Dataset entries
☆ ☆ ☆

PR #1250, opened 2026-07-25
[Bugfix #1077] Pre-flight agy auth cache to stop the OAuth tab burst

### LINKED ISSUE #1077: consult: pre-flight auth-state cache for agy to prevent N-spawn browser-tab burst on unauthenticated state
## Problem

When the `agy` (Antigravity CLI) binary is **not currently authenticated**, every Codev consult invocation that hits the gemini lane spawns a fresh `agy --print` process, and that process opens an OAuth browser tab via macOS `open` *before* it prints the OAuth URL to its stderr. Codev's consult code (`packages/codev/src/commands/consult/index.ts:843-848`) watches the early stream for `AGY_OAUTH_MARKERS` and kills agy with a non-blocking COMMENT skip the moment it sees one. That detection is correct semantically, but it fires *after* the browser tab has already opened. The kill closes the barn door once the horse is out.

Across N concurrent CMAP-3 consults (the architect-builder workflow runs them in parallel by design), N tabs open in rapid succession. On 2026-06-19 a user reported ~12-15 stranded OAuth tabs in a single Chrome window. The screenshot at `tmp/screenshots/agy-oauth-tab-burst-2026-06-19.png` in the architect worktree shows the tab strip filled with stacked "Sign in with Google: Choose an account to continue to Google Antigravity" tabs.

## Why the user-side workaround does not stop the bleed

Running `agy` interactively once and completing the OAuth in one tab does write a persistent token, but the *other* in-flight consults that have already spawned agy children before that token landed cannot benefit. Each one is racing toward its own `AGY_OAUTH_MARKERS` detection. The user observes new tabs continuing to appear until the entire CMAP-3 burst has played out.

## Where the spawn pressure compounds

Three amplifiers, each independently verified in the code:

1. **CMAP-3 = 3 separate `codev consult -m <model>` process spawns per round** (`packages/codev/src/commands/porch/next.ts:529-530`). Only the gemini lane spawns agy, so one agy spawn per CMAP-3 round per consult phase.
2. **Multiple consult phases per builder.** PIR runs plan-approval consult + review consult = 2 agy spawns per builder. SPIR adds spec consult = 3 spawns. AIR / BUGFIX = 1 spawn at review.
3. **Porch re-emits the same consult tasks when review files look "partial"** (`packages/codev/src/commands/porch/next.ts:544`, "Partial reviews, still waiting. Emit same consultation tasks (idempotent)."). If gemini's COMMENT-skip output is malformed (e.g. because the kill was racy and stdout was cut mid-banner), porch re-emits all 3 consult commands. The builder runs them again. The gemini one re-spawns agy. Another tab opens.

With 5 to 6 active builders mid-cycle, each running 1 to 2 consult phases, with the occasional re-emit, the math reaches the observed 12-15 in the visible burst.

## What this issue tracks

A session-scoped **auth-state cache + pre-flight** that short-circuits `runAgyConsultation` when the cache says agy is unauthenticated, so the second and subsequent consult calls in a burst do not spawn fresh agy children.

The skip-with-COMMENT contract that ships today is already the right *semantic* behavior; this issue is about doing the skip *before* the agy spawn, not after.

## Proposed fix

Add a cross-process, filesystem-backed auth-state cache to `packages/codev/src/commands/consult/`. The shape:

1. **Cache file:** `~/.cache/codev/agy-auth.json`. Stores `{ state: 'auth' | 'unauth', checkedAt: <epoch-ms>, agyBinPath: '<resolved-path>', agyAuthMtime: <epoch-ms> }`. Permissions 0600.
2. **TTL:** 5 minutes for `state: 'unauth'`. Short enough that a user who completes OAuth in a separate terminal sees the cache invalidate promptly. Longer TTL (e.g. 30 min) for `state: 'auth'`, since authenticated probes are non-intrusive.
3. **Pre-flight check in `runAgyConsultation`** (before `spawn(bin, args, ...)`). Read the cache:
   - If `state: 'unauth'` and the TTL has not expired: emit the COMMENT skip immediately, with reason `"agy unauthenticated (cached); run agy once to sign in"`. **No spawn, no browser tab.**
   - If `state: 'auth'` and the TTL has not expired: proceed with the spawn as today.
   - If the cache is missing or expired: probe agy with a fast `--print-timeout 5s` call. The probe itself may open at most 1 tab if unauth (irreducible; this is the upstream agy behavior). Persist the result with `agyAuthMtime` set to the mtime of agy's own credentials file if one can be located. Then either skip (if unauth) or proceed (if auth).
4. **Cache invalidation on successful auth.** When the user completes OAuth in any tab, agy writes its credentials to disk. If we can identify the credentials path (candidates: `~/.antigravity/credentials.json`, `~/Library/Application Support/Antigravity/credentials.json`, the LevelDB at `~/Library/Application Support/Google/Chrome/Default/IndexedDB/https_antigravity.google_0.indexeddb.leveldb`), watch its mtime: if it changed since `agyAuthMtime`, invalidate the cache and re-probe on the next consult call. As a fallback if the credentials path is opaque, accept the TTL as the recovery window.
5. **Cross-process safety.** Multiple `codev consult` processes started in parallel must not all race to probe simultaneously (that would defeat the point). Wrap the probe in an exclusive file lock (`flock`-style on `~/.cache/codev/agy-auth.lock`) with a short wait. The lock holder probes; others read the cache the moment the holder releases.

## Acceptance criteria

- [ ] A new module (e.g. `packages/codev/src/commands/consult/agy-auth-cache.ts`) exposes `checkCachedAgyAuth()` and `recordAgyAuthState(state, agyBinPath)`.
- [ ] `runAgyConsultation` calls `checkCachedAgyAuth()` before `spawn`. On `unauth` (fresh), it calls `settleSkip` immediately with reason mentioning the cache.
- [ ] On a fresh process with no cache file, the first invocation probes agy with `--print-timeout 5s` and writes the result.
- [ ] Concurrent `codev consult` processes do not all probe agy simultaneously: a file lock serializes the probe; non-holders read the cache when the lock releases.
- [ ] Cache TTLs: 5 min for `unauth`, 30 min for `auth`. Both overridable via env (`CODEV_AGY_AUTH_CACHE_TTL_UNAUTH_MS`, `CODEV_AGY_AUTH_CACHE_TTL_AUTH_MS`) for tests.
- [ ] When the user completes OAuth in another window during the unauth-TTL window, the next consult call after the TTL expires re-probes and finds `auth` (no manual cache clear required).
- [ ] Smoke test: spawn 5 parallel `codev consult -m gemini` invocations against an unauthenticated agy. Verify at most 1 spawn of agy happens, not 5; the other 4 short-circuit on the cache.
- [ ] Smoke test: with valid `auth` cache, a `codev consult -m gemini` invocation completes normally (no behavior regression).
- [ ] `codev doctor`'s `verifyAgy` (`packages/codev/src/commands/doctor.ts:380`) reads from the same cache when fresh, instead of probing on every doctor run. (Optional but obvious extension.)
- [ ] Updates: brief mention in the consult lane docs in CLAUDE.md / AGENTS.md and the `consult` commands reference under `codev/resources/commands/consult.md`.

## Alternatives considered

- **Don't cache; serialize agy spawns with a global lock.** Replace step 5 of the proposal with a process-wide lock: only one `runAgyConsultation` may have agy spawned at a time, all others wait. Eliminates the burst, but adds latency to the legitimate case and does not stop a single unauth spawn from opening 1 tab per N consult phases. Worse user experience than the cache for the same problem.
- **Detect unauth without spawning at all by stat'ing agy's credentials file.** Cheapest possible pre-flight, no spawn ever needed. Blocked on: agy's credentials path is not officially documented, the LevelDB form is non-trivial to read from Node, and any path change in a future agy release breaks the heuristic silently. Keep this as a hint to invalidate the cache, not as the only check.
- **Add a `codev.consult.gemini.enabled` setting and let the user toggle the lane off.** Manual workaround, not a fix. Useful as a separate escape hatch but does not address the burst for users who want the gemini lane working.
- **Wait for upstream agy to add a non-interactive auth probe.** Tracked at the agy CLI repo, no ETA. Codev's pre-flight cache is the right defense in depth regardless.

## Out of scope

- The upstream agy behavior of opening a browser tab before printing the OAuth URL. That is the root cause of "one spawn opens one tab," but Codev cannot fix it directly. The cache reduces N-spawn-bursts to at most 1 spawn per TTL window, which is the achievable mitigation.
- Migrating away from agy to a different gemini backend. Out of scope; the gemini lane swap to agy was the deliberate decision recorded in #778 / PR #988.
- Changes to the COMMENT-skip non-blocking semantics in porch's CMAP-3 verdict aggregation. Today's behavior is correct: skip + non-blocking advance. This issue only changes how soon the skip fires.
- Other agy hardening (sandbox isolation, off-topic reviews, malformed verdicts). Tracked under #1051, #1032, #1020.

## Why BUGFIX (or AIR)

The cache + pre-flight is well-bounded: one new module, two integration points (`runAgyConsultation` and the optional `doctor.verifyAgy`), small set of acceptance criteria. The behavior change is invisible to the user when agy is authenticated and dramatic when it is not. Could ship as BUGFIX (it fixes the N-spawn bug) or AIR (small additive feature). Lean: BUGFIX. PIR's plan-approval gate is overhead for this scope.

## Related

- **#1020**, harden agy integration (sibling: silent drop-out when agy emits empty stdout). This issue addresses a different agy failure mode (unauth burst) but shares the broader "agy integration robustness" theme. Could fold as a sub-task; the recommendation is to keep them separate so they ship independently.
- **#1051**, agy runs in empty sandbox + can execute commands.
- **#1032**, agy goes off-task on structured reviews (emits no VERDICT).
- **#778 / PR #988**, the original gemini-to-agy lane swap. Background for why agy is the backend.
- `packages/codev/src/commands/consult/index.ts:614-862`, the agy runner + skip detection.
- `packages/codev/src/commands/doctor.ts:380-425`, the doctor `verifyAgy` probe (precedent for the spawn-with-timeout pattern).
- `packages/codev/src/commands/porch/next.ts:529-544`, the CMAP-3 dispatch and the partial-review re-emit logic that amplifies the burst.

## Reference: tab-burst screenshot

The architect captured a screenshot of the stranded OAuth tab strip in Chrome on 2026-06-19; it is preserved at `tmp/screenshots/agy-oauth-tab-burst-2026-06-19.png` in the architect worktree (gitignored, not pushed). About 12-15 "Sign in with Google" tabs are visible at once, all pointing at `accounts.google.com/v3/signin/accountchooser?access_type=offline&client_id=10710060...` for Google Antigravity. The architect will attach the image to this issue via the web UI as a visual reference.

waleedkadous:
## Summary

The gemini consult lane spawned `agy` before it could know `agy` was signed out, and every spawn opens an OAuth browser tab. A CMAP round is N independent `consult` processes, so N tabs stranded — 12-15 in the reported case.

This adds a cross-process auth-state cache consulted **before** the spawn. Unauthenticated `agy` is now spawned **at most once per TTL window** instead of once per consult.

Measured with a fake `agy` that logs every invocation (spawn counts are observed, not mocked):

| Scenario | Before | After |
|---|---|---|
| 5 parallel `consult -m gemini`, unauthenticated | 5 spawns / 5 tabs | **1** |
| 5 parallel, authenticated | 5 | **5** (unchanged — every lane is real work) |
| unauth verdict already cached | 5 | **0** |

## Root Cause

`runAgyConsultation` (`packages/codev/src/commands/consult/index.ts`) spawned `agy` unconditionally, and `AGY_OAUTH_MARKERS` detection lives in the child's stdout/stderr handler — i.e. strictly *after* the spawn. Upstream `agy` opens the OAuth tab before printing the URL those markers match, so the kill can never prevent the tab. The skip semantics were already correct; only the timing was wrong.

A module-level memo cannot help: each `consult` invocation is a separate OS process, so the state has to be shared through the filesystem.

Amplifiers confirmed in code: CMAP-N dispatches one process per model (`porch/next.ts:529-531`), builders run 1-3 consult phases each, and the partial-review re-emit (`porch/next.ts:544`) re-issues the same consult commands.

## Fix

New module `packages/codev/src/commands/consult/agy-auth-cache.ts`:

- Verdict in `~/.cache/codev/agy-auth.json` (0600 in a 0700 dir, honours `XDG_CACHE_HOME`), keyed to the resolved agy binary, written via temp-file + rename so a concurrent reader never sees half a document.
- TTLs: 5 min `unauth` (the sign-in recovery window), 30 min `auth`. Both env-overridable.
- A `flock`-style lock (`openSync` `'wx'`, with stale-lock reclaim) elects **one prober** per cold window. Losers poll the *cache*, not the lock — the prober holds it for its whole run, which may be minutes, but publishes the verdict within seconds.
- Best-effort credential-mtime hint invalidates a verdict early when agy rewrites its credentials. agy's credential path is undocumented and was not locatable on this machine, so the TTL is the real recovery mechanism and the hint is a bonus.

Two integration points: `runAgyConsultation` pre-flights before `spawn`, and `doctor.verifyAgy` both reports a fresh verdict without probing and records the verdicts its own probe produces.

### Deliberate deviation from the issue's proposal

The issue proposes a dedicated `--print-timeout 5s` probe on a cold cache. Implemented instead: **the real consult run doubles as the probe**, publishing the verdict as soon as it is knowable (OAuth marker → `unauth`; real output, or 3s of marker-free silence → `auth`). This avoids a second agy spawn per TTL window in the authenticated common case, and keeps marker detection in one place rather than duplicating it in a path that could classify differently. The observable guarantee the ACs ask for is unchanged.

### Failure bias

Only positive marker evidence records `unauth`, and a waiter that never sees a verdict **proceeds anyway**. Both choices push failures toward "one unnecessary browser tab" (the status quo) and away from "silently skipped a working reviewer", which would corrupt a CMAP round.

## Test Plan

`packages/codev/src/commands/consult/__tests__/agy-auth-cache.test.ts` — 25 tests. The headline case drives the real lane (`_runAgyConsultation`) against a fake `agy` that logs every invocation, so a 5-wide unauthenticated burst is asserted to produce exactly **one** spawn. A companion case asserts **3** spawns with the cache disabled, which is what proves the burst test measures the cache rather than something incidental.

Also covered: per-state TTL expiry, bin-path and credential-mtime invalidation, corrupt/unknown entries, lock election, stale-lock reclaim, sign-in recovery after the unauth TTL, and that an authenticated burst still runs every lane.

- Full suite: **3720 passed**, 0 failed (`npm test`), build green. Both verified again by porch's own `fix` phase checks.
- Cross-process smoke (5 real `consult` processes, not in-process): 1 spawn unauthenticated, 5 authenticated with all 5 reviews delivered.
- Recovery verified end-to-end: unauth cached → sign in → wait out the TTL → next call re-probes, finds `auth`, delivers a review. No manual cache clear.

### Note on test isolation

The cache is a **user-global** side effect. Unpinned, the suite wrote a verdict into the developer's real `~/.cache/codev`, and one `doctor` case's verdict made a sibling case stop spawning the thing it asserted on (one genuine failure, caught and fixed). The consult/doctor suites now pin `CODEV_AGY_AUTH_CACHE_DIR` into their temp dirs, and the module is inert under `VITEST` unless a cache dir is explicitly set — the guard is what keeps *future* tests from silently re-acquiring the hazard. Verified: a full suite run no longer creates `~/.cache/codev`.

## Scope

Net diff is ~960 lines across 12 files, above BUGFIX's ~300 guideline. The composition: ~310 lines of new module (roughly half comments), 74 lines across the two integration points, ~370 lines of tests, ~58 of docs. Shape is what the guideline actually targets — one new module plus two call sites, no architectural change, no new abstractions imposed on callers. Flagging it rather than quietly ignoring it; happy to split the docs out if you'd prefer a smaller diff.

## Notes

- `packages/codev/src/commands/doctor.ts` also carries the `formatBytes` alias from the hotfix in #1248, which arrived via a `main` merge — not a change of mine.
- Docs: `consult.md` (mechanism, recovery, env vars), mirrored into `codev-skeleton/`; CLAUDE.md / AGENTS.md gemini-lane bullet, kept byte-identical.

Fixes #1077

### DIFF
--- a/AGENTS.md
+++ b/AGENTS.md
@@ -339,7 +339,11 @@ Use sequential numbering with descriptive names (no leading zeros):
 **DEFAULT BEHAVIOR**: Consultation is ENABLED by default with:
 - **Gemini** via the **Antigravity CLI (`agy`)** for deep analysis (the retired Gemini CLI's
   replacement; OAuth/subscription, agy's default model — no pinned model id). Skips non-blockingly
-  if `agy` is missing/unauthenticated.
+  if `agy` is missing/unauthenticated. An unauthenticated `agy` is spawned **at most once per TTL
+  window** rather than once per consult: the verdict is cached across processes in
+  `~/.cache/codev/agy-auth.json`, because each spawn opens an OAuth browser tab before Codev can
+  detect the missing login (#1077). Sign in with `agy` in any terminal and the lane recovers on its
+  own; see `codev/resources/commands/consult.md` for the TTL/opt-out env vars.
 - **GPT-5.4 Codex** (gpt-5.4-codex) for coding and architecture perspective
 
 To disable: User must explicitly say "without multi-agent consultation"
--- a/CLAUDE.md
+++ b/CLAUDE.md
@@ -339,7 +339,11 @@ Use sequential numbering with descriptive names (no leading zeros):
 **DEFAULT BEHAVIOR**: Consultation is ENABLED by default with:
 - **Gemini** via the **Antigravity CLI (`agy`)** for deep analysis (the retired Gemini CLI's
   replacement; OAuth/subscription, agy's default model — no pinned model id). Skips non-blockingly
-  if `agy` is missing/unauthenticated.
+  if `agy` is missing/unauthenticated. An unauthenticated `agy` is spawned **at most once per TTL
+  window** rather than once per consult: the verdict is cached across processes in
+  `~/.cache/codev/agy-auth.json`, because each spawn opens an OAuth browser tab before Codev can
+  detect the missing login (#1077). Sign in with `agy` in any terminal and the lane recovers on its
+  own; see `codev/resources/commands/consult.md` for the TTL/opt-out env vars.
 - **GPT-5.4 Codex** (gpt-5.4-codex) for coding and architecture perspective
 
 To disable: User must explicitly say "without multi-agent consultation"
--- a/codev-skeleton/resources/commands/consult.md
+++ b/codev-skeleton/resources/commands/consult.md
@@ -170,6 +170,32 @@ Configure auth:
 - Gemini (`agy`): **OAuth / subscription** — run `agy` once and sign in (no API key). If `agy`
   is missing or unauthenticated, the gemini lane skips non-blockingly (the run proceeds without it).
 
+#### agy auth-state cache (unauthenticated tab burst)
+
+An unauthenticated `agy` opens an OAuth browser tab *before* it prints the URL
+Codev detects, so the lane cannot suppress the tab after spawning — only by not
+spawning. Since a CMAP round is several independent `consult` processes, this used
+to strand one tab per consult (#1077).
+
+Codev keeps a shared auth verdict in `~/.cache/codev/agy-auth.json` (0600,
+honours `XDG_CACHE_HOME`). The first call probes; the rest read the verdict and
+short-circuit, so **an unauthenticated agy is spawned at most once per TTL
+window** instead of once per consult. A file lock keeps parallel consults from
+probing simultaneously. `codev doctor`'s agy check shares the same cache.
+
+Verdicts expire on their own — sign in with `agy` in another terminal and the lane
+recovers within the unauth TTL, no cache clearing required. The cache only ever
+suppresses a lane on positive "signed out" evidence; anything ambiguous falls
+through to a normal spawn.
+
+| Variable | Default | Purpose |
+|---|---|---|
+| `CODEV_AGY_AUTH_CACHE_TTL_UNAUTH_MS` | `300000` (5 min) | How long a "signed out" verdict is trusted — the sign-in recovery window. |
+| `CODEV_AGY_AUTH_CACHE_TTL_AUTH_MS` | `1800000` (30 min) | How long a "signed in" verdict is trusted. |
+| `CODEV_AGY_AUTH_CACHE_WAIT_MS` | `6000` | How long a consult waits for another process's in-flight probe before proceeding anyway. |
+| `CODEV_AGY_AUTH_CACHE_DIR` | `~/.cache/codev` | Cache location (mainly for tests). |
+| `CODEV_AGY_AUTH_CACHE_DISABLE` | unset | `1` restores the always-spawn behaviour. |
+
 ### Claude auth: subscription vs. metered API
 
 `consult -m claude` runs on the Claude Agent SDK. When `CLAUDE_CODE_OAUTH_TOKEN`
--- a/codev/projects/bugfix-1077-consult-pre-flight-auth-state-/status.yaml
+++ b/codev/projects/bugfix-1077-consult-pre-flight-auth-state-/status.yaml
@@ -1,7 +1,7 @@
 id: bugfix-1077
 title: consult-pre-flight-auth-state-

☆ ☆ ☆

[Activity] Within the records, the lines containing the string "simultaneously" are to be counted and their number given without comment.

[Response box] 3